◆ What to do
Search the data below for "ListIndex"; list each line that holds it.

◆ Study material
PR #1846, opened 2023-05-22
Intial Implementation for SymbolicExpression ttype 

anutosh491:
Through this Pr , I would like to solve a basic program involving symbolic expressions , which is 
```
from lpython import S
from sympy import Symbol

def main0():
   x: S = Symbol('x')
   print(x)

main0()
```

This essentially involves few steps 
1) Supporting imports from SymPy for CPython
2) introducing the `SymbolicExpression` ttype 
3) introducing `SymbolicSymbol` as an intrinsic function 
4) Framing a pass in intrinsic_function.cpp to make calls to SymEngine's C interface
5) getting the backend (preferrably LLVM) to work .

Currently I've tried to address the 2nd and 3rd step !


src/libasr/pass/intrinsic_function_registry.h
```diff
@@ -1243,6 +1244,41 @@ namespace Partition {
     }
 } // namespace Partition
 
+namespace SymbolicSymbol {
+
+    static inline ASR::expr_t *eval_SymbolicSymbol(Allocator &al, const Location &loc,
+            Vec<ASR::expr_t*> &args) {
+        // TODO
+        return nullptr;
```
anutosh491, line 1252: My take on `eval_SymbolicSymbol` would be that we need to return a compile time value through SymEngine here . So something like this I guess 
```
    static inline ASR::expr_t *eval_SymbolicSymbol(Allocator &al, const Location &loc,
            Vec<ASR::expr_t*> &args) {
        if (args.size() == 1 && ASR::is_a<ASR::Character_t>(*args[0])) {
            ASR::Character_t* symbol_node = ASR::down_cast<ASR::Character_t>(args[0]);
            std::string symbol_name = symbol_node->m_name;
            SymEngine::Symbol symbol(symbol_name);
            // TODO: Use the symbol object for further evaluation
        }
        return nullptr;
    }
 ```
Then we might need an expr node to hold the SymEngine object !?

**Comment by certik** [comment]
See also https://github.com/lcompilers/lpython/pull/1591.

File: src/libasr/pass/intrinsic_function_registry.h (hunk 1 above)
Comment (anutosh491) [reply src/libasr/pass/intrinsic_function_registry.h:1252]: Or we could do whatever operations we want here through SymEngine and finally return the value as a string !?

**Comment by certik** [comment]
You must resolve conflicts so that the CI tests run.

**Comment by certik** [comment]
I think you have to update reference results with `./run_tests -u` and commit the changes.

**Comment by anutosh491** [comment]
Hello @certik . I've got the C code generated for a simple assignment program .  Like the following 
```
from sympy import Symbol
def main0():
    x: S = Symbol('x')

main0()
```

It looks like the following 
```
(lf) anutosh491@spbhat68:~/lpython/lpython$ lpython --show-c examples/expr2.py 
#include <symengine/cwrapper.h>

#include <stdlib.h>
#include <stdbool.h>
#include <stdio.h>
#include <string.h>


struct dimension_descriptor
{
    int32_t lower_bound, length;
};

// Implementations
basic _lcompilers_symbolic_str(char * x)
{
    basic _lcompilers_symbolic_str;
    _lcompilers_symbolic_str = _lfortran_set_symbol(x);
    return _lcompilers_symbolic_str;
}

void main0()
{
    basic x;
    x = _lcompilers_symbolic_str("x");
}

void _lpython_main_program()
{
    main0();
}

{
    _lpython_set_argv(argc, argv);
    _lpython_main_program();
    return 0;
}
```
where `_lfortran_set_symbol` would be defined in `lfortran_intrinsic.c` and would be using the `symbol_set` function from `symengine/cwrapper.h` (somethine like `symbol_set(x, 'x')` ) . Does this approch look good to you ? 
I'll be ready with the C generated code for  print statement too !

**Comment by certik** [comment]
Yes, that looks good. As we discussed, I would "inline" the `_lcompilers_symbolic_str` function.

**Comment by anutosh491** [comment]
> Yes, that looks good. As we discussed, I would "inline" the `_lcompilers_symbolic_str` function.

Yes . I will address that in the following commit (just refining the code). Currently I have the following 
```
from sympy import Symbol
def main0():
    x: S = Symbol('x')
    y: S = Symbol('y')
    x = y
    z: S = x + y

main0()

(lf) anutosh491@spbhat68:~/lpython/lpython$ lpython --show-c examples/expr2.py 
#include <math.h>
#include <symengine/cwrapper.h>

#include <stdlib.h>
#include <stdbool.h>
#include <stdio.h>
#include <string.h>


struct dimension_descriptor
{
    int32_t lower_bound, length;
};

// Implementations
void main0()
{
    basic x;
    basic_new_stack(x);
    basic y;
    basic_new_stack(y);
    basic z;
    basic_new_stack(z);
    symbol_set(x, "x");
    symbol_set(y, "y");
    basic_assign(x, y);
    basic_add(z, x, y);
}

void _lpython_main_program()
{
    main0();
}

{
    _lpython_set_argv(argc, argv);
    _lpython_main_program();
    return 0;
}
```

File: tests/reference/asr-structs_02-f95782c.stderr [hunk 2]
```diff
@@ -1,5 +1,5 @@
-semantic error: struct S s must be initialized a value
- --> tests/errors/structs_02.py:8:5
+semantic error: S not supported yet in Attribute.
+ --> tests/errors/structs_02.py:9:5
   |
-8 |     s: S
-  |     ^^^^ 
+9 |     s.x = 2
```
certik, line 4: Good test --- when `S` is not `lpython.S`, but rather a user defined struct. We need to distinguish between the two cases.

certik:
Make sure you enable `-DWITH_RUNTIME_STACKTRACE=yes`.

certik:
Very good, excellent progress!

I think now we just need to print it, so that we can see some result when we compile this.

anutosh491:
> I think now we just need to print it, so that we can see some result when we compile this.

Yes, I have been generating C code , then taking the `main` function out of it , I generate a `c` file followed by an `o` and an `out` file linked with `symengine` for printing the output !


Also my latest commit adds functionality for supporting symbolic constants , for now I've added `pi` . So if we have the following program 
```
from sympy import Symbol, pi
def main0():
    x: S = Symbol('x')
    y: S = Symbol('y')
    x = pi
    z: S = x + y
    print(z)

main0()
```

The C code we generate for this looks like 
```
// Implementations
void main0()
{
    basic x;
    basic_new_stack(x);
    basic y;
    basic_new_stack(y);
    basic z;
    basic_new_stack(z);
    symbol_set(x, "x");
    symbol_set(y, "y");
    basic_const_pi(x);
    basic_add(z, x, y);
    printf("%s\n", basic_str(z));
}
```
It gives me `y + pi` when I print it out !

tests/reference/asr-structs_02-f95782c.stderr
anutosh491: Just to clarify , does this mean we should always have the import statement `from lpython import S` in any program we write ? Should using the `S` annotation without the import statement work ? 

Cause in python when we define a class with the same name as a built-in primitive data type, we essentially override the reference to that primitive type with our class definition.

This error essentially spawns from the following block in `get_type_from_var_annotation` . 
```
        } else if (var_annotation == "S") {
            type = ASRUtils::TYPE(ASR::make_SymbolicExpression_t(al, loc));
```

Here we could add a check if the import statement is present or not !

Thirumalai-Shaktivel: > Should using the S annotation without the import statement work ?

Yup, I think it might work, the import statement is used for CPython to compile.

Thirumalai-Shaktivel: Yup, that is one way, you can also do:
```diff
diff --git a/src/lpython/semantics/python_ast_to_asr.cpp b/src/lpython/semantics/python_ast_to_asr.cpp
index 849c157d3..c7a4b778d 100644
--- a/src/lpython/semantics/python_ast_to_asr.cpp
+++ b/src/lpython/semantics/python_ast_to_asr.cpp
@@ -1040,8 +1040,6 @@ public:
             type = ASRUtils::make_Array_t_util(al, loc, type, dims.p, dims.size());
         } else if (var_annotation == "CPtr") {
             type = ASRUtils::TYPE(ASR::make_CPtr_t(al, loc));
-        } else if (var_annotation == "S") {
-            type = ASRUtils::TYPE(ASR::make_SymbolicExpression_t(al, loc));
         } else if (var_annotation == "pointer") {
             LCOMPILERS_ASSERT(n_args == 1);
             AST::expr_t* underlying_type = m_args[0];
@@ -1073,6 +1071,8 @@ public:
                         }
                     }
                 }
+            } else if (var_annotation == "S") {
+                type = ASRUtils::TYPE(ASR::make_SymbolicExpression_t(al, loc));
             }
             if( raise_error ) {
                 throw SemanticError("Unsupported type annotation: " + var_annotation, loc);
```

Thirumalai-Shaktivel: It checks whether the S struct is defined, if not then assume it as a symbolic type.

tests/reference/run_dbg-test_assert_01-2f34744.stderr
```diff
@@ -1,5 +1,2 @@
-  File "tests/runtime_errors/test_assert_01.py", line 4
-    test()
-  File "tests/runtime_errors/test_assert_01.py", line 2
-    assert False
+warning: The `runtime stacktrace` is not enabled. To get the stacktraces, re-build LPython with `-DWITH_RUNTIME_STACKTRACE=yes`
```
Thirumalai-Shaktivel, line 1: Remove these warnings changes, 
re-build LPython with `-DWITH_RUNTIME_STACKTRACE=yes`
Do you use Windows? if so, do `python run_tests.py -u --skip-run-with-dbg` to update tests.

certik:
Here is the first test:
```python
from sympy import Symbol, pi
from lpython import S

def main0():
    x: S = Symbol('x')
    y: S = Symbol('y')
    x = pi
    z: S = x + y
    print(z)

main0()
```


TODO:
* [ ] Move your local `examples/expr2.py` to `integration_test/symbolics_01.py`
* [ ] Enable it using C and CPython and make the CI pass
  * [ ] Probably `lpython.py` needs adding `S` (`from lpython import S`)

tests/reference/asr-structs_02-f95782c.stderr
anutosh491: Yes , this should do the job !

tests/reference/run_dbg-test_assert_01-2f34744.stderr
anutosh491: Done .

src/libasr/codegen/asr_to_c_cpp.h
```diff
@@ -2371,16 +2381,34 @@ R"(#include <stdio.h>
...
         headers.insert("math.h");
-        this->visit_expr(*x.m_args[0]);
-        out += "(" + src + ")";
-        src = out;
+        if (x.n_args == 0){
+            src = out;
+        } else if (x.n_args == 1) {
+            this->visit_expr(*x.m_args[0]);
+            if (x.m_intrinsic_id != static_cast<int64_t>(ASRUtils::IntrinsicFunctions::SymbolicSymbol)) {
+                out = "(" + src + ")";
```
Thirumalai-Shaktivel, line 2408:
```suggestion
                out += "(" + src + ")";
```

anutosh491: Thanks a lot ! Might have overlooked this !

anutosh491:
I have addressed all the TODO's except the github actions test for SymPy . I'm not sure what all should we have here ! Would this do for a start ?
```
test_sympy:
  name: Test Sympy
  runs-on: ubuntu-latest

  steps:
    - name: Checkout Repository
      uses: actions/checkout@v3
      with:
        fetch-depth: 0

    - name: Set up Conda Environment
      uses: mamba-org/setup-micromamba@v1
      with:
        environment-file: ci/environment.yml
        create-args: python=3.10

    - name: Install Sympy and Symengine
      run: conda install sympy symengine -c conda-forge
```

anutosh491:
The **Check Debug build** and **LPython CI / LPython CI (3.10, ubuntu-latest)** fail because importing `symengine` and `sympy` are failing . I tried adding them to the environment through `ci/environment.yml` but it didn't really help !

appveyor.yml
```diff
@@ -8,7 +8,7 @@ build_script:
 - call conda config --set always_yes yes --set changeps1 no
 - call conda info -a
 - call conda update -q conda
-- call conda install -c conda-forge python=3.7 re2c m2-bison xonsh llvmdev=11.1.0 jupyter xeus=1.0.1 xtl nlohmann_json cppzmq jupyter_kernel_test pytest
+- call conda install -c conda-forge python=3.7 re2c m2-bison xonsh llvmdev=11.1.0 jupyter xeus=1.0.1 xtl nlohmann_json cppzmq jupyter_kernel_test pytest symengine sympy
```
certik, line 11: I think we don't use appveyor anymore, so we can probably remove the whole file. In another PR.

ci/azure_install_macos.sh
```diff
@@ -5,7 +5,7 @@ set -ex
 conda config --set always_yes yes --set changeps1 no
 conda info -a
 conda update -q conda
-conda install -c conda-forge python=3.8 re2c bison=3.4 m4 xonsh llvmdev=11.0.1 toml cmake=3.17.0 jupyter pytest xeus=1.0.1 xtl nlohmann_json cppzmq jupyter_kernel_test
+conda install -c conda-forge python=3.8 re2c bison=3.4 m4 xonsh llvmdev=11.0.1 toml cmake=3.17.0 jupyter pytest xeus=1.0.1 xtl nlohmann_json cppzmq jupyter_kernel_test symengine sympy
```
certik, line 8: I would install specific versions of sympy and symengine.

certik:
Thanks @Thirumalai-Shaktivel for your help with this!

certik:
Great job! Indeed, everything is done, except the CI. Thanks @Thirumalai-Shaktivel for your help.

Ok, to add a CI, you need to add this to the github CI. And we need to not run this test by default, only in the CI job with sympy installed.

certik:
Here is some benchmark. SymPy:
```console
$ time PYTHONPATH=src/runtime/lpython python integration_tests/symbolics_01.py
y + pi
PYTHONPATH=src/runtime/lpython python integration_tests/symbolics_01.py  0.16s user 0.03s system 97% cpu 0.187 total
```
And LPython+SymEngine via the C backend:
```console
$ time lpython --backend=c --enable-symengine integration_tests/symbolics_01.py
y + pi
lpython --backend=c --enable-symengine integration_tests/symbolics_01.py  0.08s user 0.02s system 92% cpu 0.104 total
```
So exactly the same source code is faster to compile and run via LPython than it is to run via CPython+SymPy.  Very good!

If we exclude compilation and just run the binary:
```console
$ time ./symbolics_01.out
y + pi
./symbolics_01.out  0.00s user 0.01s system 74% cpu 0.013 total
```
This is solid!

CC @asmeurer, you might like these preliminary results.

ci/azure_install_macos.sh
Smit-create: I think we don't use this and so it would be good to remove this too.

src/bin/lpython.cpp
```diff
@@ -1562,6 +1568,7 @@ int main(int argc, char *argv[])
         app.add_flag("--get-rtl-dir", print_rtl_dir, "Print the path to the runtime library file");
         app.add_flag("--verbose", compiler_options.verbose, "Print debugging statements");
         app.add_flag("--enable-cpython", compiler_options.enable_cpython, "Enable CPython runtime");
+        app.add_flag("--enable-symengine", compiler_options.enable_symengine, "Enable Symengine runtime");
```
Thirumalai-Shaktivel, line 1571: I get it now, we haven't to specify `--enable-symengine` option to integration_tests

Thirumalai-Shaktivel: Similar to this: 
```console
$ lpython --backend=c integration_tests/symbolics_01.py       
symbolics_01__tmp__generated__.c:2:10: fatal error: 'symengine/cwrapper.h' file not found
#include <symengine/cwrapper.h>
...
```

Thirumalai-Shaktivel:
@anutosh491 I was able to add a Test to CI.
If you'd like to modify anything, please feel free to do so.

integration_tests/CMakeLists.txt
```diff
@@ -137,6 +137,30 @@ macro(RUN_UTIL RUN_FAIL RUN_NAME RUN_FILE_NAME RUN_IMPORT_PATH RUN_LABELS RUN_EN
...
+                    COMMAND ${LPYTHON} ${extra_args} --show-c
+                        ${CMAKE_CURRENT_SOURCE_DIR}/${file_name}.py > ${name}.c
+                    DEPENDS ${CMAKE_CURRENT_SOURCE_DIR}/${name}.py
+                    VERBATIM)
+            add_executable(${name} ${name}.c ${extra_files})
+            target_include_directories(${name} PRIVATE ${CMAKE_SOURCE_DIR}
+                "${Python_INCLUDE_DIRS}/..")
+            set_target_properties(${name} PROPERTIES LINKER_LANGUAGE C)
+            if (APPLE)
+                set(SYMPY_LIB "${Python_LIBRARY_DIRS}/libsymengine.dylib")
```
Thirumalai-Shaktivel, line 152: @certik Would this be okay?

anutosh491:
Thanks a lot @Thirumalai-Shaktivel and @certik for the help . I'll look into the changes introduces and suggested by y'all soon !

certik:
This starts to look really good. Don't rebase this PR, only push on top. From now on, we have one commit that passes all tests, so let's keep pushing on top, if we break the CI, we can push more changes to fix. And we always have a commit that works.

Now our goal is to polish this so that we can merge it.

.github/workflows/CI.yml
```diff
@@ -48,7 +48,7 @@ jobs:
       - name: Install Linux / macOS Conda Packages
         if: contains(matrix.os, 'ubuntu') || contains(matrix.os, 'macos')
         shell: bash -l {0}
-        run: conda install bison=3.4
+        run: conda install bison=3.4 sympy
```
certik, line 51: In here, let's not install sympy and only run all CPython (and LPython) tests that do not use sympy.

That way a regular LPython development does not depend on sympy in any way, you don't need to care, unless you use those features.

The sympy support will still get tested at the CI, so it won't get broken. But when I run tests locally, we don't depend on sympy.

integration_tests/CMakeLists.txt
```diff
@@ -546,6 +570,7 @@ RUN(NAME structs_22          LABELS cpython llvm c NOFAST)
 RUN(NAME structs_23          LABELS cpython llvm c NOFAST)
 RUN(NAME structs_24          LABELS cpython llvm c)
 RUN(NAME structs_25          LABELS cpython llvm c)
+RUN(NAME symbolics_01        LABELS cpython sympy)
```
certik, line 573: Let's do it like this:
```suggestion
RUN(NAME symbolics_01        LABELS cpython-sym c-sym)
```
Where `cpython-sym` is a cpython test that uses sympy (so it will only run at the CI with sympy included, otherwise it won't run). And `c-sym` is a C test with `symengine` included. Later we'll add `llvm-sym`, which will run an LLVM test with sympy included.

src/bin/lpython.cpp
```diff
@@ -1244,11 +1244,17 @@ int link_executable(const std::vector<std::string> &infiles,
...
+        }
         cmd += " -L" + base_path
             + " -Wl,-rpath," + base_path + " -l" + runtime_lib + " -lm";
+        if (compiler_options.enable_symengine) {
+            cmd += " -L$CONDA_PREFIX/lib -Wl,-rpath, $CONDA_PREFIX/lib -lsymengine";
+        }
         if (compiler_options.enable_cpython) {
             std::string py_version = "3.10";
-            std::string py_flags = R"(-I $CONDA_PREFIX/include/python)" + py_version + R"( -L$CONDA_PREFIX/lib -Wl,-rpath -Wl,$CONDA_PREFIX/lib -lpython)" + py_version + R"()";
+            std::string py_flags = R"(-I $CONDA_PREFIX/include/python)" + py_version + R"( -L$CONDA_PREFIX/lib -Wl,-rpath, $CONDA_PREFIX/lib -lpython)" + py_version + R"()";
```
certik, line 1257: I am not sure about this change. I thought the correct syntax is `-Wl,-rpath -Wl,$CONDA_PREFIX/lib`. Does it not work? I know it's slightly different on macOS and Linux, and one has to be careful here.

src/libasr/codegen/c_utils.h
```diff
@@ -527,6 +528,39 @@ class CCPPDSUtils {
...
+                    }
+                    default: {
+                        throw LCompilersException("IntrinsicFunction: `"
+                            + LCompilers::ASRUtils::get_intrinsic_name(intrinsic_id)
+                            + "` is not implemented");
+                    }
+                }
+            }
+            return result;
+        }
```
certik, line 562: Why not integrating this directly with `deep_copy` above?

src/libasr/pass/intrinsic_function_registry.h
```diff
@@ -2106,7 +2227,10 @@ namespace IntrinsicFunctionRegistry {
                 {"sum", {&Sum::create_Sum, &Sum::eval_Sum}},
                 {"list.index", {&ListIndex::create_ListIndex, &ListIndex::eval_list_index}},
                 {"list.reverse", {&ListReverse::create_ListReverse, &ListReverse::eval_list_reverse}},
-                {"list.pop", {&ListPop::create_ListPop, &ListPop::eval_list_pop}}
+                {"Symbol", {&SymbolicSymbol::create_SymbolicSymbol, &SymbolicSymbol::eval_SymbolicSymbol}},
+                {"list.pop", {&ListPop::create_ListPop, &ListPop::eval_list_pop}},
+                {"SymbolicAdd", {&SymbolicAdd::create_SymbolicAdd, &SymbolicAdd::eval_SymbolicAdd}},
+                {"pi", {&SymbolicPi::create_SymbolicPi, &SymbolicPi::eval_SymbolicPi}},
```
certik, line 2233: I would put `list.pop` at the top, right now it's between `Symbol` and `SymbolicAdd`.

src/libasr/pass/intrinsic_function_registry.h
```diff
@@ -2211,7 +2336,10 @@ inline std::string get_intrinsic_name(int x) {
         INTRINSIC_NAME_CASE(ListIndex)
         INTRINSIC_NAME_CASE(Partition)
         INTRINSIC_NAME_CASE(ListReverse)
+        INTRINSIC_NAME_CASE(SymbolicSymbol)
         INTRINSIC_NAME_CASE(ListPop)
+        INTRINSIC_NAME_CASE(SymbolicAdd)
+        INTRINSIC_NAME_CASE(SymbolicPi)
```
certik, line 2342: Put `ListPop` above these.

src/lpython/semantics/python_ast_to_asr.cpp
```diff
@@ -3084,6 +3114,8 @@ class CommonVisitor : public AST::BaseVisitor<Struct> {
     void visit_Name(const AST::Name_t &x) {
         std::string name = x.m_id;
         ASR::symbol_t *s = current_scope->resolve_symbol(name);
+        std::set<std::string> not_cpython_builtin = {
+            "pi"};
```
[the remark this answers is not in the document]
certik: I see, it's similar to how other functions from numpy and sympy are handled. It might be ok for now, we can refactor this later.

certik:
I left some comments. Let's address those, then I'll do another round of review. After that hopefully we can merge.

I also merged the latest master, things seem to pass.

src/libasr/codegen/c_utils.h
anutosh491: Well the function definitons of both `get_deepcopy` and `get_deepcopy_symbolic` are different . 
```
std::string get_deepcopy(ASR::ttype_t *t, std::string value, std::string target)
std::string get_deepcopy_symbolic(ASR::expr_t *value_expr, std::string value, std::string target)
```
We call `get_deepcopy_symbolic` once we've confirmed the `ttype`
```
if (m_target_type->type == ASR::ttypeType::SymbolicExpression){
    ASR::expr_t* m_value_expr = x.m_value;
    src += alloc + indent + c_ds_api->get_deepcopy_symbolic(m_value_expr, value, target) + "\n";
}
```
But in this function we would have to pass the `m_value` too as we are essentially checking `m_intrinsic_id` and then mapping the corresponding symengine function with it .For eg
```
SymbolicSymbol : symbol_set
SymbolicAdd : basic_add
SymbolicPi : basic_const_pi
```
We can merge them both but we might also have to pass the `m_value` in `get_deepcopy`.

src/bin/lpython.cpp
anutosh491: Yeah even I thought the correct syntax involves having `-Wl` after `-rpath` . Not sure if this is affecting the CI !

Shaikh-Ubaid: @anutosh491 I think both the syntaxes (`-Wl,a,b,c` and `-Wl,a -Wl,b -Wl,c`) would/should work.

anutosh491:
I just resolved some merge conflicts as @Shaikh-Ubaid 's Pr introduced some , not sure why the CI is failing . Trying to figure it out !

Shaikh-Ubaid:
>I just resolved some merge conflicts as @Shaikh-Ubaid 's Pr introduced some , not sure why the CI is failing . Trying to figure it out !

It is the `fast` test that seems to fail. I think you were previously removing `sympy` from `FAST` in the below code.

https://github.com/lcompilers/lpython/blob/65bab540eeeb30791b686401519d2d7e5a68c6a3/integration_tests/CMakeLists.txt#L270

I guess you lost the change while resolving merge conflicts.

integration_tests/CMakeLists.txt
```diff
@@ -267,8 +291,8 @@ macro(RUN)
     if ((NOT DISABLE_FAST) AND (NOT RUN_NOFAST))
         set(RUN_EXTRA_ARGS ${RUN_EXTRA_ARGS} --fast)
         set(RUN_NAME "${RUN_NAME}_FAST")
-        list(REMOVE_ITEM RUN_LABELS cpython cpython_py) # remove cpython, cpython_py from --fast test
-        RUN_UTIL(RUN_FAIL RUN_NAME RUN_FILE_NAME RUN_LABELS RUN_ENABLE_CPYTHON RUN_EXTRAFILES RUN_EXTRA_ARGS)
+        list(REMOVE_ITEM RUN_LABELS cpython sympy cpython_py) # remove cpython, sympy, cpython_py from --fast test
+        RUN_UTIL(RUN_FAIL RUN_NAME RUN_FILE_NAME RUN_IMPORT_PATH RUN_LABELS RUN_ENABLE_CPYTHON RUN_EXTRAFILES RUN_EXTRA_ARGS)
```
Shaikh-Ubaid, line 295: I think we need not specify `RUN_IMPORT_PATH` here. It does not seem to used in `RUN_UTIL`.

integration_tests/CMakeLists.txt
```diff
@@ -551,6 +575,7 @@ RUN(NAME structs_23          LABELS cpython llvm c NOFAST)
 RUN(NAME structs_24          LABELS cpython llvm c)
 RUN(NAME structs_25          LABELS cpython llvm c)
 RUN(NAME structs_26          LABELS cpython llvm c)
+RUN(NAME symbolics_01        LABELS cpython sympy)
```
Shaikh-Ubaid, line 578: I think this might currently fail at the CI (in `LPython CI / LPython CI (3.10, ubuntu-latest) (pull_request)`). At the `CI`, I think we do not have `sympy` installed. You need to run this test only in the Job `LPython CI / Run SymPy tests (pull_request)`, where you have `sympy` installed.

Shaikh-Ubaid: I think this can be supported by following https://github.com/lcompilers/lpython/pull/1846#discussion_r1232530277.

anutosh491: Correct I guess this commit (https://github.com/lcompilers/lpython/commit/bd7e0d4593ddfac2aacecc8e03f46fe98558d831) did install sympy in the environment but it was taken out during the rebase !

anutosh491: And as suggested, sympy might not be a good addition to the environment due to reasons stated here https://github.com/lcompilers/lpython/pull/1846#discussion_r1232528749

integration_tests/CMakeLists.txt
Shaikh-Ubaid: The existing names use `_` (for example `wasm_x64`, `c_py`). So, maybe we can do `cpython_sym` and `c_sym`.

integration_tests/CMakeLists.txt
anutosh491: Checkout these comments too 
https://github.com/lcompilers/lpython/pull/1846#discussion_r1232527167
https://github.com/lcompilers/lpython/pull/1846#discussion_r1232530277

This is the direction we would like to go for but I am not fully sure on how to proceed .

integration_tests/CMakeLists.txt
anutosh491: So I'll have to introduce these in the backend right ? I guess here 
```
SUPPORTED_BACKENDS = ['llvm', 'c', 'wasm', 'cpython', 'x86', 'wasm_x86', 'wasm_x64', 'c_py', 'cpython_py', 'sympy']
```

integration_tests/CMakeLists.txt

--

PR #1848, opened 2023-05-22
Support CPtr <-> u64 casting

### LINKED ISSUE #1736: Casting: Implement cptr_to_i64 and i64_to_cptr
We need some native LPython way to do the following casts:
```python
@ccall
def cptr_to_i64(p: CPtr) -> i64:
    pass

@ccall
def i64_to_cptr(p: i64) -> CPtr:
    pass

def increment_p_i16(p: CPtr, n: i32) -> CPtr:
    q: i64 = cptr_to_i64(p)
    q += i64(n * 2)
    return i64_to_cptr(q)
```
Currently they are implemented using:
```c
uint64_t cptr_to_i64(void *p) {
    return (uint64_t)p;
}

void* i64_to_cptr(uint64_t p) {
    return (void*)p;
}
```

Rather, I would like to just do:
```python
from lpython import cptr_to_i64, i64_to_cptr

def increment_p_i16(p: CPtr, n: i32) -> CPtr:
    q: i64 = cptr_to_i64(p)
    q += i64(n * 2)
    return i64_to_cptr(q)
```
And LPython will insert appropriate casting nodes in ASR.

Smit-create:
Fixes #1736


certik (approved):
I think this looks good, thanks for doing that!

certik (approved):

◆ Response area
                 {"list.index", {&ListIndex::create_ListIndex, &ListIndex::eval_list_index}},
         INTRINSIC_NAME_CASE(ListIndex)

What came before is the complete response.